Why geometric evolution on manifolds might be the linear-complexity, interpretable alternative to the Transformer’s quadratic dominance.
- Challenging the Status Quo: The article questions the assumption that dense self-attention is required for strong language performance, reinterpreting attention as a computationally expensive and mathematically opaque “tensor lifting” operation.
- The Geometric Solution: It introduces “Grassmann Flows,” an architecture that replaces attention matrices with geometric deformations of low-rank subspaces, achieving linear complexity scaling regarding sequence length.
- Competitive Performance: Empirical tests show the Causal Grassmann architecture matches or slightly outperforms Transformer baselines on tasks like SNLI while offering a more mathematically traceable foundation for future AI interpretability.
For years, the title of the seminal 2017 paper “Attention Is Not What You Need” has been the subject of wordplay, but few have seriously challenged its core premise.
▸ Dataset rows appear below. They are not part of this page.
PR #16, opened 2022-02-15
add support for ost-images CI

michalskrivanek:
this will build a custom set of ost-images and then run
basic-suite-master on them

### DIFF
--- a/.github/README.md
+++ b/.github/README.md
@@ -11,6 +11,9 @@
   - initial step - paste first and second part together. You must provide IP= and RHEL= strings at the top, and in Build Environment use secret file OST_APP_PRIVATE_KEY_FILENAME
   - inject variables from "vars"
   - conditinal step(multiple) if build is still succeeding at this point
+    - for ost-images runs only
+        - build specific ost-image first when CUSTOM_OST_IMAGES is set to a string "build-me-some". Will be filled in by build-image job for the respective ost-images refspec from PR
+        - inject vars again, overriding OST_REFSPEC to empty (to run stock basic-suite-master code) and CUSTOM_OST_IMAGES set to the resulting repo from build-image
     - call out the actual OST job with CUSTOM_REPOS=${PR_URL} and OST_IMAGE=${OST_IMAGE} set
     - processing step - paste second part only, and make sure it gets executed regardless the OST job result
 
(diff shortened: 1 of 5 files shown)


michalskrivanek:
jenkins changes already applied, not fully verified yet

.github/README.md
```diff
@@ -11,6 +11,9 @@
   - initial step - paste first and second part together. You must provide IP= and RHEL= strings at the top, and in Build Environment use secret file OST_APP_PRIVATE_KEY_FILENAME
   - inject variables from "vars"
   - conditinal step(multiple) if build is still succeeding at this point
+    - for ost-images runs only
```
tinez, line 14: The indentation here is wrong, if the two points below were supposed to be indented let's end `for ost-images runs only` with `:`

tinez (approved):

lagofy.sh
```diff
@@ -60,6 +60,7 @@ ost_destroy() {
         ) 9>/tmp/ost.lock
     fi
     [[ -s "$PREFIX/sshd_pid" ]] && { echo "killing IPv6 sshd proxy"; kill $(cat "$PREFIX/sshd_pid"); }
+    [[ -d "$OST_REPO_ROOT/custom-ost-images" ]] && { echo "remove custom ost images"; rm -rf "$OST_REPO_ROOT/custom-ost-images"; }
```
tinez, line 63: I don't see the `--justdb` option used anywhere. Don't we need to uninstall those images when destroying?

common/helpers/ost-images.sh
```diff
@@ -1,15 +1,30 @@
 #!/bin/bash -xe
 
-OST_IMAGES_DIR=${OST_IMAGES_DIR:=/usr/share/ost-images}
+if [[ -n "$CUSTOM_OST_IMAGES_REPO" ]]; then
+  echo "Installing custom ost-images from $CUSTOM_OST_IMAGES_REPO"
+  sudo dnf -y --installroot="$OST_REPO_ROOT/custom-ost-images" --releasever=/  install bash
```
tinez, line 5: Will it work even if the directory doesn't exist?

lagofy.sh
michalskrivanek: no, --installroot is basically a regular full chroot, that's why we need to add bash first too

common/helpers/ost-images.sh
michalskrivanek: yes

PR #18, opened 2022-02-16
002_bootstrap: move engine backup before image tests

tinez:
We're still having problems with 'test_upload_cirros_image'
and 'test_create_cirros_template' tests - they fail randomly.
The suggested workaround for now is to wait more before trying
to work with images, so we're moving engine backup test (which
takes ~3 mins to execute) to happen before the problematic tests.


tinez:
Replaced with https://github.com/oVirt/ovirt-system-tests/pull/21

PR #21, opened 2022-02-17
002_bootstrap: wait some more before uploading

bennyz:


tinez:
Let's give it a try for a couple of days. If we'll still get failures for uploading images we'll need to revert it

PR #22, opened 2022-02-20
Revert "basic: Remove time sync"

michalskrivanek:
This reverts commit 8a0261005bff8a3f001dd5ac716f362f679e3b53.

breaks openscap DISA STIG test "Ensure Chrony is only configured with
the server directive"


michalskrivanek:
we need permanent conf change instead

PR #24, opened 2022-02-21
ost_utils: vmconsole - add timeout on read

erav:
Sometimes the vmconsole read hangs and so does the whole job. To avoid
leaving the job hanging forever a timeout will abort it if a read hangs
for more than 15 seconds.

Change-Id: Ibb835297e57b22b20d1331063711b2cad5cad58e

### DIFF
--- a/ost_utils/vmconsole.py
+++ b/ost_utils/vmconsole.py
@@ -9,6 +9,7 @@ import ipaddress
 import logging
 import os
 import pty
+import signal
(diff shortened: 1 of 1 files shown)


erav:
passed as expected on network-suite [1]
timed out on read on he-basic-suite [2]

[1] ds-ost-baremetal_manual/29089
[2] ds-ost-baremetal_manual/29090

PR #27, opened 2022-02-22
Adding tr-suite-master trigger

emesika:
Adds a tr-suite-master trigger file in order to run OST on
tr-suite-master suite using the passed PR URL and distro

Signed-off-by: Eli Mesika <emesika@rehat.com>


tinez:
This should be a PR for a different project

PR #207, opened 2022-06-29
Log firmware

didib:


didib:
Closing, for now. If we want to merge it to always log the firmware - might be useful for times where some infra - e.g. qemu/seabios/libvirt is unstable - we should merge https://github.com/oVirt/vdsm/pull/271 and then update current.

PR #212, opened 2022-07-07
UI: remove test_add_grafana_user method

avlitman:
We are using oVirt Engine Auth to connect to Grfana,
seems like there is no need in this method.


mwperina (approved):
Let's remove code which is not used. And great we have a confirmation that

1. SSO within Grafana really works (I had a suspicion that this internal Grafana with the same email as engine admin user could interfere with SSO)
2. https://github.com/oVirt/ovirt-system-tests/pull/208/files is not needed for AAA to work with Grafana

avlitman:
> 2. https://github.com/oVirt/ovirt-system-tests/pull/208/files is not needed for AAA to work with Grafana

so we can close #208 and merge #210 Right?

PR #213, opened 2022-07-07
ovirtlib: Use private_data_dir in Playbook run

acernek:
When you don't pass the 'private_data_dir' argument to
'ansible_runner.run', ansible-runner creates a dir by itself
and never cleans it up. The result is that CI agents have
'/tmp' dirs flooded with ansible logs.


tinez (approved):

network-suite-master/ovirtlib/ansiblelib.py
```diff
@@ -38,12 +37,13 @@ def _run_playbook_executor(self):
             playbook=self._playbook,
             extravars=self._extra_vars,
             inventory='localhost ansible_connection=local',
+            private_data_dir=pd.PrivateDir.get(),
```
erav, line 40: line 40 creates a static dependency of ovirtlib on external ost module. 
This inhibits testing the Playbook class easily or using ovirtlib in other projects.
It also conceals the true dependencies of Playbook, forcing the class user to read its internal code.
A better option would be to inject a private dir path into the Playbook constructor when the instance is created in client code. This should solve all above problems.
So please create a fixture in network-suite-master/fixtures/ansible that returns a fresh private dir on each invocation and inject it into the Playbook instances where they are created.
The reason for the fixture is to insulate network test code from dependencies as well.
Thanks

network-suite-master/ovirtlib/ansiblelib.py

Self-attention has become the de facto primitive for sequence modeling. The implicit assumption driving the current AI boom is that strong natural language performance strictly requires attending over all token pairs via a dense or approximate attention mechanism.
We must ask: Is this computationally heavy mechanism the only way to model reasoning?
Current research suggests that a central source of “uninterpretability” in Large Language Models (LLMs) is not merely their size, but the nature of the attention mechanism itself. Attention acts as a form of tensor lifting: it maps a hidden vector into a high-dimensional space of pairwise interactions. While extremely expressive, this process is difficult to trace. Across many layers and heads, the global effect becomes analytically opaque, making it nearly impossible to describe the model’s behavior with explicit invariants.
Enter Grassmann Flows: An Attention-Free Architecture
As a contrasting design, researchers have proposed an attention-free sequence model built around Grassmann flows. This approach shifts the paradigm from calculating weights between every word pair to modeling the geometric evolution of information.
The Causal Grassmann architecture operates through a four-step geometric process:
- Reduction: Token states are reduced to a low-dimensional space.
- Subspace Interpretation: Local token pairs are interpreted not as discrete points, but as two-dimensional subspaces on a Grassmann manifold, denoted as Gr(2,r).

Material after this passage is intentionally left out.